The whole point of the GNN architecture for graph classification is to take a graph and extract an invariant prediction vector, where invariance means that shuffling the node index everywhere in the same way does not affect the outcome. (e.g., the line graph A--B should be treated the same as the line graph B--A). This is achieved by applying first some equivariant predictive mechanism, which effectively means that the i-th row of the results corresponds to the i-th node), and then applying a trick to make it invariant.
The simplest equivariant mechanism would be to apply the same dense neural layer on all nodes, but GNNs are more complicated than MLPs in that they also use the adjacency matrix to force every node to take into account what is being learned for its neighbors and -through them- take into consideration the whole graph.
SortPooling is one mechanism that can perform a conversion from equivariance to invariance.

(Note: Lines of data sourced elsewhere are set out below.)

PR #7951, opened 2020-12-16
Update Safari versions for PeriodicWave API

vinyldarkscratch:
This PR updates and corrects the real values for Safari (Desktop and iOS/iPadOS) for the `PeriodicWave` API, based upon results from the [mdn-bcd-collector](https://mdn-bcd-collector.appspot.com) project (v1.1.6).  Results are manually confirmed for accuracy.

Tests Used: https://mdn-bcd-collector.appspot.com/tests/api/PeriodicWave

### DIFF
--- a/api/PeriodicWave.json
+++ b/api/PeriodicWave.json
@@ -29,10 +29,10 @@
             "version_added": "14"
           },
           "safari": {
-            "version_added": "6"
+            "version_added": "7"
           },
           "safari_ios": {
-            "version_added": true
+            "version_added": "7"
           },
           "samsunginternet_android": {
             "version_added": "1.0"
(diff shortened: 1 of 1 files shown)


api/PeriodicWave.json
```diff
@@ -29,10 +29,10 @@
             "version_added": "14"
           },
           "safari": {
-            "version_added": "6"
+            "version_added": "7"
```
foolip, line 32: The original 6 makes more sense that's when `createPeriodicWave` and `OscillatorNode` introduced. Was this a case of the interface object not being exposed?

vinyldarkscratch: Oh, oops... I could have sworn there was a custom test for this, my bad!

foolip: We have custom tests for lots of audio nodes, so it's easy to get them mixed up :)

PR #7952, opened 2020-12-16
Add Safari versions for PluginArray API

vinyldarkscratch:
This PR adds real values for Safari (Desktop and iOS/iPadOS) for the `PluginArray` API, based upon results from the [mdn-bcd-collector](https://mdn-bcd-collector.appspot.com) project (v1.1.6).  Results are manually confirmed for accuracy.

### DIFF
--- a/api/PluginArray.json
+++ b/api/PluginArray.json
@@ -29,10 +29,10 @@
             "version_added": false
           },
           "safari": {
-            "version_added": true
+            "version_added": "≤4"
           },
           "safari_ios": {
-            "version_added": true
+            "version_added": "≤3"
           },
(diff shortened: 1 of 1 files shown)


api/PluginArray.json
```diff
@@ -128,10 +128,10 @@
               "version_added": false
             },
             "safari": {
-              "version_added": true
+              "version_added": "10"
```
foolip, line 131: A `length` property introduced much later than the interface. I don't believe it :)

foolip (changes requested):

foolip (approved):

PR #7954, opened 2020-12-16
Add Safari versions for Text API

vinyldarkscratch:
This PR adds real values for Safari (Desktop and iOS/iPadOS) for the `Text` API, based upon results from the [mdn-bcd-collector](https://mdn-bcd-collector.appspot.com) project (v1.1.6).  Results are manually confirmed for accuracy.

Tests Used: https://mdn-bcd-collector.appspot.com/tests/api/Text

### DIFF
--- a/api/Text.json
+++ b/api/Text.json
@@ -26,10 +26,10 @@
             "version_added": true
           },
           "safari": {
-            "version_added": true
+            "version_added": "≤4"
           },
           "safari_ios": {
-            "version_added": true
+            "version_added": "≤3"
           },
           "webview_android": {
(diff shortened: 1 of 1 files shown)


api/Text.json
```diff
@@ -224,10 +224,12 @@
               "version_removed": "32"
             },
             "safari": {
-              "version_added": false
+              "version_added": "≤4",
+              "version_removed": "10.1"
```
foolip, line 228: Yep, that happened: https://trac.webkit.org/changeset/204236/webkit

foolip (approved):

PR #7955, opened 2020-12-16
Add Safari versions for TimeRanges API

vinyldarkscratch:
This PR adds real values for Safari (Desktop and iOS/iPadOS) for the `TimeRanges` API, based upon results from the [mdn-bcd-collector](https://mdn-bcd-collector.appspot.com) project (v1.1.6).  Results are manually confirmed for accuracy.

Tests Used: https://mdn-bcd-collector.appspot.com/tests/api/TimeRanges

### DIFF
--- a/api/TimeRanges.json
+++ b/api/TimeRanges.json
@@ -29,10 +29,10 @@
             "version_added": true
           },
           "safari": {
-            "version_added": "5.1"
+            "version_added": "≤4"
           },
           "safari_ios": {
-            "version_added": "5"
+            "version_added": "≤3"
           },
           "samsunginternet_android": {
             "version_added": true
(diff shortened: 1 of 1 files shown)


api/TimeRanges.json
```diff
@@ -124,10 +124,10 @@
               "version_added": true
             },
             "safari": {
-              "version_added": true
+              "version_added": "10"
```
foolip, line 127: Another `length` property, almost certainly wrong.

foolip (changes requested):

api/TimeRanges.json
```diff
@@ -29,10 +29,10 @@
             "version_added": true
           },
           "safari": {
-            "version_added": true
+            "version_added": "5.1"
```
foolip, line 32: Hmm, so https://mdn-bcd-collector.appspot.com/tests/api/TimeRanges only tests the prototype, and api.HTMLMediaElement.buffered which is a `TimeRanges` is supported since Safari 3.2. Can you add custom tests for this?

foolip (changes requested):

foolip (approved):

PR #7956, opened 2020-12-16
Add Safari versions for WebSocket API

vinyldarkscratch:
This PR adds real values for Safari (Desktop and iOS/iPadOS) for the `WebSocket` API, based upon results from the [mdn-bcd-collector](https://mdn-bcd-collector.appspot.com) project (v1.1.6).  Results are manually confirmed for accuracy.

### DIFF
--- a/api/WebSocket.json
+++ b/api/WebSocket.json
@@ -111,10 +111,10 @@
               "version_added": null
             },
             "safari": {
-              "version_added": null
+              "version_added": "5"
             },
             "safari_ios": {
-              "version_added": null
+              "version_added": "4.2"
             },
             "samsunginternet_android": {
               "version_added": true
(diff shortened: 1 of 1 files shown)


api/WebSocket.json
```diff
@@ -159,10 +159,10 @@
               "version_added": true
             },
             "safari": {
-              "version_added": true
+              "version_added": "7"
```
foolip, line 162: I don't totally trust that all of these attributes were introduced at the same time, but after the interface itself. Can you test an instance of `WebSocket` to make sure?

vinyldarkscratch: Sure thing -- had the same issue with Chrome data for WebSocket, so I'm less trusting of the Safari data.  I'll close this PR and reopen it when we have a custom test!

PR #7958, opened 2020-12-16
updating fx status now current is 84

chrisdavidmills:
I've updated both the `firefox` and `firefox_android` data


vinyldarkscratch (approved):
Looks good to me, thanks!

You can have more learning neural layers after making an equivariant representation of node embeddings into an invariant representation for the whole graph. Note that everything is differentiable so that backpropagation can actually learn architectural parameters by comparing the final invariant output (a tensor with length D) with its one-hot encoding of labels of length also D. The comparison of these two is made through the loss function.
I guess the part where you are confused about is the command labels.add(new DenseTensor(2).put(0, 1.0));
in the source code. This means that we are creating a DenseTensor (that is, a Vector) of two elements, and we put the value of 1.0 in position 0. If you print it, it will show something like [1.0, 0.0]. The next command new DenseTensor(2).put(1, 1.0)

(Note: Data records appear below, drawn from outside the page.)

PR #7963, opened 2020-12-17
Update Firefox versions for MediaError API

vinyldarkscratch:
This PR updates and corrects the real values for Firefox and Firefox Android for the `MediaError` API, based upon results from the [mdn-bcd-collector](https://mdn-bcd-collector.appspot.com) project (v1.1.6).  Results are manually confirmed for accuracy.

Tests Used: https://mdn-bcd-collector.appspot.com/tests/api/MediaError

### DIFF
--- a/api/MediaError.json
+++ b/api/MediaError.json
@@ -14,10 +14,10 @@
             "version_added": "12"
           },
           "firefox": {
-            "version_added": "3.5"
+            "version_added": "4"
           },
           "firefox_android": {
-            "version_added": true
+            "version_added": "4"
           },
           "ie": {
             "version_added": "9"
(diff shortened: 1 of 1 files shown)


api/MediaError.json
```diff
@@ -14,10 +14,10 @@
             "version_added": "12"
           },
           "firefox": {
-            "version_added": "3.5"
+            "version_added": "4"
```
foolip, line 17: The original "3.5" matches the data for api.HTMLMediaElement.error which is an instance of `MediaError`. This is more like an interface object not exposed. Can you check this manually?

foolip: I've tested http://software.hixie.ch/utilities/js/live-dom-viewer/?saved=8806 in Firefox 3.6 on BrowserStack and `video.error` is there. To make sure it wasn't just always null I checked when it was added and as part of that came across https://bugzilla.mozilla.org/show_bug.cgi?id=589561#c4. `MediaError` was originally `HTMLMediaError` and `TimeRanges` was `HTMLTimeRanges`.

I've sent https://github.com/mdn/browser-compat-data/pull/8734 to fix this.

foolip:
Closing in favor of https://github.com/mdn/browser-compat-data/pull/8734.

PR #7964, opened 2020-12-17
Add Firefox versions for MediaQueryList API

vinyldarkscratch:
This PR adds real values for Firefox and Firefox Android for the `MediaQueryList` API, based upon results from the [mdn-bcd-collector](https://mdn-bcd-collector.appspot.com) project (v1.1.6).  Results are manually confirmed for accuracy.

Tests Used: https://mdn-bcd-collector.appspot.com/tests/api/MediaQueryList

### DIFF
--- a/api/MediaQueryList.json
+++ b/api/MediaQueryList.json
@@ -17,7 +17,7 @@
             "version_added": "6"
           },
           "firefox_android": {
-            "version_added": true
+            "version_added": "6"
           },
           "ie": {
             "version_added": "10"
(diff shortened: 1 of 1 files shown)


api/MediaQueryList.json
```diff
@@ -17,7 +17,7 @@
             "version_added": "6"
           },
           "firefox_android": {
-            "version_added": true
+            "version_added": "6"
```
foolip, line 20: This matches the data for `window.matchMedia` which returns a `MediaQueryList`, so I believe it!

foolip (approved):

PR #7969, opened 2020-12-17
Add Chromium versions for DOMStringMap API

vinyldarkscratch:
This PR adds real values for Chromium (Chrome, Opera, Samsung Internet, WebView Android) for the `DOMStringMap` API, based upon results from the [mdn-bcd-collector](https://mdn-bcd-collector.appspot.com) project (v1.1.6).  Results are manually confirmed for accuracy.

Tests Used: https://mdn-bcd-collector.appspot.com/tests/api/DOMStringMap

### DIFF
--- a/api/DOMStringMap.json
+++ b/api/DOMStringMap.json
@@ -6,10 +6,10 @@
         "spec_url": "https://html.spec.whatwg.org/multipage/dom.html#domstringmap",
         "support": {
           "chrome": {
-            "version_added": true
+            "version_added": "7"
           },
           "chrome_android": {
-            "version_added": true
+            "version_added": "18"
           },
           "edge": {
             "version_added": "12"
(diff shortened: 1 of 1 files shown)


api/DOMStringMap.json
```diff
@@ -6,10 +6,10 @@
         "spec_url": "https://html.spec.whatwg.org/multipage/dom.html#domstringmap",
         "support": {
           "chrome": {
-            "version_added": true
+            "version_added": "7"
```
foolip, line 9: `DOMStringMap` is the type of `element.dataset`, and that was added in Chrome 8 per our data. It's possible the interface was accidentally shipped before the thing using it, so I won't check further. If `element.dataset` was actually shipped in Chrome 7 too, we should eventually discover that using the collector as well.

foolip (approved):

sets value of 1.0 in position 1. If you print it, it will show [0.0, 1.0]. Basically, D=2 here and our two labels are whether the graph is of type ff or ft. Notice that ft is a certain type of graph and ff is a permutation that changes something in the node features (example obtained from #2 .
The reason our dataset is twice the number of its given size is that, for every positive example ft, we created a negative example ff. Positives and negatives are basically our two classes. That is, we want to learn to differentiate between ft and ff. You could create more negative examples for each positive to improve the learning task too (given that positive samples all have the same property and we want to be able to pinpoint that), or create adversarial learning strategies if you had only some positive examples (this is a huge subject, so I would rather not address it at all).
Honestly, if this is not your intended use case, I would recommend starting from node classification instead (and not graph classification). In this case, look at architectures such as GCN and APPNP in examples/graphClassification
. Node classification is easier to understand in toy settings.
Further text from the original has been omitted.